• _Records shown_:
==*==
Issue #3159, opened 2018-04-01
Release v4.10.0


kocio-pl:
I plan to release v4.10.0 on 20.04. I hope #3099 will be merged soon and this will be quite important feature. Even more important would be #3061, but testing is needed to be sure.

Any other important things to be done before the release?

polarbearing:
I plan to progress the accommodation and museum outlines, however I'm offline for a a week until Apr 8.

andrzej-r:
#3061 is now #3163. I've rebased it to the current git master.

matthijsmelissen:
I agree it would be nice to release after #3163 has been merged.

kocio-pl:
I think this release is ready to be shipped feature and time-wise, but I'm a bit worried about performance. I have a feeling that some of the recent changes in master eats much more of CPU power. I will investigate it, but I need some help - could anyone else confirm this effect (and possibly find the source of this problem)?

kocio-pl:
It looks like the performance hit is triggered by #3101 and it's enough to just revert it to get rid of the problem.

matthijsmelissen:
Yes, this is a likely cause of performance problems. I dont access to a pc now, feel free to go ahead and reverse it.

How did you notice the performance issue? And can you see whether it is an issue on all zoom levels?

andrzej-r:
How long does it take to re-render all tiles in osm? I wonder if some tile servers still have old tiles or if we have a problem with race conditions in production environment.

The reason I suspect there may be an actual problem is that I've seen THREE different renderings of:

https://www.openstreetmap.org/way/170525607

- as building name, no icon or dot, just gray label 
- as amenity=bank, with brown icon and label
- as blue office dot and brown amenity label.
==*==
• _Your goal_:
Find the lines of the material that hold the word "amenity" and report their count alone.

• _Reply_:
2